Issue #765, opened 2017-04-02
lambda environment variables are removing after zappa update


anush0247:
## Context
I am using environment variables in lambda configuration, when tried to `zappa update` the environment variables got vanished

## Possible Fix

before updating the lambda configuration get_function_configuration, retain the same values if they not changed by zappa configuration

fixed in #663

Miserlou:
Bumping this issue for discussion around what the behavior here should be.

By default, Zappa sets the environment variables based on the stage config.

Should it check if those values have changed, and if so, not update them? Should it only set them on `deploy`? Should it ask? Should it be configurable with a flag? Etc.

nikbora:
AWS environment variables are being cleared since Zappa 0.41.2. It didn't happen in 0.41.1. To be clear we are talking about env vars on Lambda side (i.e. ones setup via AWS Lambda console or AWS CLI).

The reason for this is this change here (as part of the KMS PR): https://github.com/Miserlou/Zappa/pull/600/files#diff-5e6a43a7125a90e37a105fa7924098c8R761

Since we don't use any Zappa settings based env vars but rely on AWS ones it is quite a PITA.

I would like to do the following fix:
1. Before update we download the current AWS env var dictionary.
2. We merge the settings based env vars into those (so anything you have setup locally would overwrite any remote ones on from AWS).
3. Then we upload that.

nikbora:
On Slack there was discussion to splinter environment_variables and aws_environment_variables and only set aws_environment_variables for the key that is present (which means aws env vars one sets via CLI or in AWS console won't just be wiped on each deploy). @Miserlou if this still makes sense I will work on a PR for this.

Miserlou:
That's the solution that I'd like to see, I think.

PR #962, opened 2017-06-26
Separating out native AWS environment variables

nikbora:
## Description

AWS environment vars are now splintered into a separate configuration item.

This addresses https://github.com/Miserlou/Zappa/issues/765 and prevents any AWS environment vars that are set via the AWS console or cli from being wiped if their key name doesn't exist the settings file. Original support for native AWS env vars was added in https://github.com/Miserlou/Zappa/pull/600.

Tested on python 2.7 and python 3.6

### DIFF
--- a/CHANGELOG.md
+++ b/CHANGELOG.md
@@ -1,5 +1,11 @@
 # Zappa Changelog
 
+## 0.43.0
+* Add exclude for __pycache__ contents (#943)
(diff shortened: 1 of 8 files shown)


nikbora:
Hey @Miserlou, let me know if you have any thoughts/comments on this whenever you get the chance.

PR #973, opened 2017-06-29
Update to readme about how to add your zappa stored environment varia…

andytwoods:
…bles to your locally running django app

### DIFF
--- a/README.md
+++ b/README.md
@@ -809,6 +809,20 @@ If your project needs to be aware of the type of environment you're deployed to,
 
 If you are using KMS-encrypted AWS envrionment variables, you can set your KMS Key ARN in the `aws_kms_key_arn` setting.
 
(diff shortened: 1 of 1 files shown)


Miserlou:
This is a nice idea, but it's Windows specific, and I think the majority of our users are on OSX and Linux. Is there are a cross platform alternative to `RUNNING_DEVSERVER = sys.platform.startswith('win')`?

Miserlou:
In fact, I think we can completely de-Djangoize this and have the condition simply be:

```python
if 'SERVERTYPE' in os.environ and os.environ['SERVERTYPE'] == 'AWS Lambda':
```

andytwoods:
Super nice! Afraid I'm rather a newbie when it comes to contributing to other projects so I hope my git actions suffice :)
┄┄┄┄┄┄┄┄┄┄
** Your objective **
What lines in the material above hold the word "console"? Pull them out.

** Answer **
AWS environment variables are being cleared since Zappa 0.41.2. It didn't happen in 0.41.1. To be clear we are talking about env vars on Lambda side (i.e. ones setup via AWS Lambda console or AWS CLI).
On Slack there was discussion to splinter environment_variables and aws_environment_variables and only set aws_environment_variables for the key that is present (which means aws env vars one sets via CLI or in AWS console won't just be wiped on each deploy). @Miserlou if this still makes sense I will work on a PR for this.
This addresses https://github.com/Miserlou/Zappa/issues/765 and prevents any AWS environment vars that are set via the AWS console or cli from being wiped if their key name doesn't exist the settings file. Original support for native AWS env vars was added in https://github.com/Miserlou/Zappa/pull/600.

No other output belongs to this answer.